* [Aim of the task]:
Beginning with the line below that contains "PR #183, opened 2026-06-17" and ending with the line that contains "images over it.", copy every line exactly. Copy nothing else.

==== Records for this exercise ====

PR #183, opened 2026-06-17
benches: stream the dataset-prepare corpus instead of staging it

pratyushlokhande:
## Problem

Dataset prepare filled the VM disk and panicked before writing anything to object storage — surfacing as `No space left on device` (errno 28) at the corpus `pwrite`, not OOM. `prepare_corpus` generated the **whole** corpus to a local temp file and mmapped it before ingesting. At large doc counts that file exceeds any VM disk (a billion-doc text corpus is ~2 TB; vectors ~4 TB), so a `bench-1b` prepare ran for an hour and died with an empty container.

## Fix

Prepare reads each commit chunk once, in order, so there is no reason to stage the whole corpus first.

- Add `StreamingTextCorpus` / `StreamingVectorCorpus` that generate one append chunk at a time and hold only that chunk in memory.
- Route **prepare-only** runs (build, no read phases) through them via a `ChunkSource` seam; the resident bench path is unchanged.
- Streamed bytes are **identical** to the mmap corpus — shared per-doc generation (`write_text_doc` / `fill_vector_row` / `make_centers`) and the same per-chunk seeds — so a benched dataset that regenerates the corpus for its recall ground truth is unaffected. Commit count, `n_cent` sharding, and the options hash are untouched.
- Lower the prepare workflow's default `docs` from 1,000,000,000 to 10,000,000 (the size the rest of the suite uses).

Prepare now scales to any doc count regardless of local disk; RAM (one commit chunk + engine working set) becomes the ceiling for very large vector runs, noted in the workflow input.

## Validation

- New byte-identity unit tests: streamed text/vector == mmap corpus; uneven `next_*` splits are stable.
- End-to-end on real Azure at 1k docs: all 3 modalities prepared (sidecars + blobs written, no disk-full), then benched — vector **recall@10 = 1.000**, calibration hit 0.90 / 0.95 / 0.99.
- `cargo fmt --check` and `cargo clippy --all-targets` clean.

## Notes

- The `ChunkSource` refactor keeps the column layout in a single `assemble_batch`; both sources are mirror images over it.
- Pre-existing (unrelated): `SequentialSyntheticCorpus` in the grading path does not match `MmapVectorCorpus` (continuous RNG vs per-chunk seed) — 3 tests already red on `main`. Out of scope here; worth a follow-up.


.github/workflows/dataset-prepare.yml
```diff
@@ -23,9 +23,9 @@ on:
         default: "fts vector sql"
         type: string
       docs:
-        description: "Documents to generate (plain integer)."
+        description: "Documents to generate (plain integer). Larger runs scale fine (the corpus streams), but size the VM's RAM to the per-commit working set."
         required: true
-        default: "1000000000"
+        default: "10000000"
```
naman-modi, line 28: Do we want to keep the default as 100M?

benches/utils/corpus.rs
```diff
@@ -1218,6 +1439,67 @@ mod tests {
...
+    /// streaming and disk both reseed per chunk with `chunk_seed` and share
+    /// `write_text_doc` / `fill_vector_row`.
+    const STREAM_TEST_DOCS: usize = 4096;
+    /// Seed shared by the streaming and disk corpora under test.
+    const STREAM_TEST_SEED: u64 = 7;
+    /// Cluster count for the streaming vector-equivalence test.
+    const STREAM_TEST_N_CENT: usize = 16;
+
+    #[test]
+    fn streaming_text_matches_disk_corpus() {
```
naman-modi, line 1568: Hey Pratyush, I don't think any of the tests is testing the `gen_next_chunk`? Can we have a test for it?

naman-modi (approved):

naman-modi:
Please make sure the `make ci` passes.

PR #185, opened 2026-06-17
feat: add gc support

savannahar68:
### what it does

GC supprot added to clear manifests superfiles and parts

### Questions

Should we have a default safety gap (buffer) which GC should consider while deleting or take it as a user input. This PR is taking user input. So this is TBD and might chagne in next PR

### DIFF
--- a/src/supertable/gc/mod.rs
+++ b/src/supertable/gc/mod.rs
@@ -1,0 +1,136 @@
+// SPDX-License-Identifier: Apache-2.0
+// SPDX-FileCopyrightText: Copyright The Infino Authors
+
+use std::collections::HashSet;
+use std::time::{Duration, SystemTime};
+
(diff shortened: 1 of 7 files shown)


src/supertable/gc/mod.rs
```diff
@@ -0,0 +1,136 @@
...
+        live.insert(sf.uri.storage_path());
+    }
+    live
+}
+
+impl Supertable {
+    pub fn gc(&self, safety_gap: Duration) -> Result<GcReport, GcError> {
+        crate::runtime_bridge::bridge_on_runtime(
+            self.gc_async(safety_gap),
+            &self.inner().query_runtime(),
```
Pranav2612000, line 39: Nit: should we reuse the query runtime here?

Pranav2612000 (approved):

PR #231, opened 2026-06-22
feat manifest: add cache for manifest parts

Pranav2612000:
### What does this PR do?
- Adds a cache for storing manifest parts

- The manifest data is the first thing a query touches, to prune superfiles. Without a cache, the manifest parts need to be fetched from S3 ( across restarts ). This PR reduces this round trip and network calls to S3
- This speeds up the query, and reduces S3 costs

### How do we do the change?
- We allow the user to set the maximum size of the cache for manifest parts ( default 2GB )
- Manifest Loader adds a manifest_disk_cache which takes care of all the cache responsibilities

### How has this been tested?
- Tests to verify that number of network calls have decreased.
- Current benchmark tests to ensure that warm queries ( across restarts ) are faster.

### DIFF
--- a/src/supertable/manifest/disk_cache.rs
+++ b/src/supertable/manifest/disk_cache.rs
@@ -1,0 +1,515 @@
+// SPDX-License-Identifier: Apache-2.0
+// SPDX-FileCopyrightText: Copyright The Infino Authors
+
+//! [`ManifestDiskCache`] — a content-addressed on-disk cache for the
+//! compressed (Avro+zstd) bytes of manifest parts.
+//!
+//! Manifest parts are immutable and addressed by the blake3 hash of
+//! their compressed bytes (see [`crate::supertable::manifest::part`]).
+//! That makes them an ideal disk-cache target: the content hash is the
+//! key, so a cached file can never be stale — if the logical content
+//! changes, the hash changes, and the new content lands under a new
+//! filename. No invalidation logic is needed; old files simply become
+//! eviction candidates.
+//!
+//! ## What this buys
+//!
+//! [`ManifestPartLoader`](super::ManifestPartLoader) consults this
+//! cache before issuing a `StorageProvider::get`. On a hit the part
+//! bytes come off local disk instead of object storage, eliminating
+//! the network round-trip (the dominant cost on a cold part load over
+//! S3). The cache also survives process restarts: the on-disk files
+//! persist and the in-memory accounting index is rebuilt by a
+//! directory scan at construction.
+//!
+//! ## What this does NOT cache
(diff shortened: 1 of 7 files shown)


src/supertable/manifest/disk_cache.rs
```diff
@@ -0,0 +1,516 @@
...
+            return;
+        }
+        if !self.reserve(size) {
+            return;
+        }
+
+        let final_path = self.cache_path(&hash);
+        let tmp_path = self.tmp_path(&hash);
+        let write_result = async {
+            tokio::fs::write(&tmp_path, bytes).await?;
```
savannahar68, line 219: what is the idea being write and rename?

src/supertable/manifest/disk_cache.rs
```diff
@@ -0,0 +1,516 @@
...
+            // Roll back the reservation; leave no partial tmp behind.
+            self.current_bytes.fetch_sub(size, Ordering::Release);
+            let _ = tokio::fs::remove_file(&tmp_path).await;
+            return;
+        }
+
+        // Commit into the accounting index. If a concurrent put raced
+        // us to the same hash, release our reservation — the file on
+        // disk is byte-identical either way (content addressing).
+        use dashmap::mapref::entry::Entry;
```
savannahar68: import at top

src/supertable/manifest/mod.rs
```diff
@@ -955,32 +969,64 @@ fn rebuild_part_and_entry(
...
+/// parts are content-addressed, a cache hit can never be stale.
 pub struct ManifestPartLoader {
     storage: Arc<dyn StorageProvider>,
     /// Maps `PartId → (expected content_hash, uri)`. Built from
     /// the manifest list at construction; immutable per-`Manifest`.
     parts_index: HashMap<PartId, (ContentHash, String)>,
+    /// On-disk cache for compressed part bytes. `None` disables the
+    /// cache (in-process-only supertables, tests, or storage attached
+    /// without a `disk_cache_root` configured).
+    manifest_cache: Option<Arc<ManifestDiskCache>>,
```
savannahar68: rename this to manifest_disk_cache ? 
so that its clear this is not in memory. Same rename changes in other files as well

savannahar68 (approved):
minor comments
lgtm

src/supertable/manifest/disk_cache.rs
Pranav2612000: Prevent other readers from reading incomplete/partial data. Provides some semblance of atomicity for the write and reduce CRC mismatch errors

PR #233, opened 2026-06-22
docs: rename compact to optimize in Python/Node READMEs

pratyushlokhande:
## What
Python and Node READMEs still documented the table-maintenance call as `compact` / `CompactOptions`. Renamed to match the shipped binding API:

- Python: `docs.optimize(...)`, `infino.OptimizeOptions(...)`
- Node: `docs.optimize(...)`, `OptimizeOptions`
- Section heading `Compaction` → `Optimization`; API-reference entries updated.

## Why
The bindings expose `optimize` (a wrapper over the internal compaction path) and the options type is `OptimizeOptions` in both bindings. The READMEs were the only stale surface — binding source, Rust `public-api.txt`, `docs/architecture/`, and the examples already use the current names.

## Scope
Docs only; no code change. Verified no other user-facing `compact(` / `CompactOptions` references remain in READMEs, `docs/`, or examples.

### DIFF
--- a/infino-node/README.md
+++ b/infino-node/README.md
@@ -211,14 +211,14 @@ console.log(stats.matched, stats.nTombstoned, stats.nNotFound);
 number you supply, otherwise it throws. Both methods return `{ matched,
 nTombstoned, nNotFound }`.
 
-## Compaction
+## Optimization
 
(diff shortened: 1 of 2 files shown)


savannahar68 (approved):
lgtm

====
==== Records for this exercise ====

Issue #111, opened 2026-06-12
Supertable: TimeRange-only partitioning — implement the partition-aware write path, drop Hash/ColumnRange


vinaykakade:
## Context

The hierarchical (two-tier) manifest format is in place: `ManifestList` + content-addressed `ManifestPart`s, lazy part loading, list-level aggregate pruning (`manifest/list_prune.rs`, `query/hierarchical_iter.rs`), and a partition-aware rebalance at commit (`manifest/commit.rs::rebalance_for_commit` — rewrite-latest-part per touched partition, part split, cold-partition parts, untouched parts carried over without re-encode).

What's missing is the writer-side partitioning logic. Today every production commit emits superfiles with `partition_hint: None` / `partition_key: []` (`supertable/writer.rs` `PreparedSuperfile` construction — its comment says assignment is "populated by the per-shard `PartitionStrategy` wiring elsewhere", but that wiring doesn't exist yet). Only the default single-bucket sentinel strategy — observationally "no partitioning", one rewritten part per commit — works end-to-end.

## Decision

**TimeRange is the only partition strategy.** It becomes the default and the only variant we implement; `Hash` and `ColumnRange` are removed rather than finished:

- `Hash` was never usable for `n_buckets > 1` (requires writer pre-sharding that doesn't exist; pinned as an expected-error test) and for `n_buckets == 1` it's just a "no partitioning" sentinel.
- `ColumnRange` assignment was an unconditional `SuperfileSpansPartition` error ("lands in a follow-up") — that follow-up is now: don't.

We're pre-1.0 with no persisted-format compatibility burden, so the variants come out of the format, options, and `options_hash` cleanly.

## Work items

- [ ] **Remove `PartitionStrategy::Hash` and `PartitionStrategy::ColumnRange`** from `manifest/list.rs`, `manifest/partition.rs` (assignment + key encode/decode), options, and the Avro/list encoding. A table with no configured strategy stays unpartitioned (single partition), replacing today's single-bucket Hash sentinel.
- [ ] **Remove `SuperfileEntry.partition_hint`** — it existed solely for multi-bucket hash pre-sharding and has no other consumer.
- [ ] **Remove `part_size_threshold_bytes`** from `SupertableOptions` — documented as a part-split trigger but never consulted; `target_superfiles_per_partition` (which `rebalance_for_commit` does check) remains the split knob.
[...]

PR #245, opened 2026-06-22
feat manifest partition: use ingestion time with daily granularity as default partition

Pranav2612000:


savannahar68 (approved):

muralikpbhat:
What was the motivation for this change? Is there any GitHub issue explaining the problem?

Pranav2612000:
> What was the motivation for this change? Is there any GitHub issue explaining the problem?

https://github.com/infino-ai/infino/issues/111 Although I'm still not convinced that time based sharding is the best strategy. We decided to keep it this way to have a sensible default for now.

====

* [Answer box]:
PR #183, opened 2026-06-17
benches: stream the dataset-prepare corpus instead of staging it

pratyushlokhande:
## Problem

Dataset prepare filled the VM disk and panicked before writing anything to object storage — surfacing as `No space left on device` (errno 28) at the corpus `pwrite`, not OOM. `prepare_corpus` generated the **whole** corpus to a local temp file and mmapped it before ingesting. At large doc counts that file exceeds any VM disk (a billion-doc text corpus is ~2 TB; vectors ~4 TB), so a `bench-1b` prepare ran for an hour and died with an empty container.

## Fix

Prepare reads each commit chunk once, in order, so there is no reason to stage the whole corpus first.

- Add `StreamingTextCorpus` / `StreamingVectorCorpus` that generate one append chunk at a time and hold only that chunk in memory.
- Route **prepare-only** runs (build, no read phases) through them via a `ChunkSource` seam; the resident bench path is unchanged.
- Streamed bytes are **identical** to the mmap corpus — shared per-doc generation (`write_text_doc` / `fill_vector_row` / `make_centers`) and the same per-chunk seeds — so a benched dataset that regenerates the corpus for its recall ground truth is unaffected. Commit count, `n_cent` sharding, and the options hash are untouched.
- Lower the prepare workflow's default `docs` from 1,000,000,000 to 10,000,000 (the size the rest of the suite uses).

Prepare now scales to any doc count regardless of local disk; RAM (one commit chunk + engine working set) becomes the ceiling for very large vector runs, noted in the workflow input.

## Validation

- New byte-identity unit tests: streamed text/vector == mmap corpus; uneven `next_*` splits are stable.
- End-to-end on real Azure at 1k docs: all 3 modalities prepared (sidecars + blobs written, no disk-full), then benched — vector **recall@10 = 1.000**, calibration hit 0.90 / 0.95 / 0.99.
- `cargo fmt --check` and `cargo clippy --all-targets` clean.

## Notes

- The `ChunkSource` refactor keeps the column layout in a single `assemble_batch`; both sources are mirror images over it.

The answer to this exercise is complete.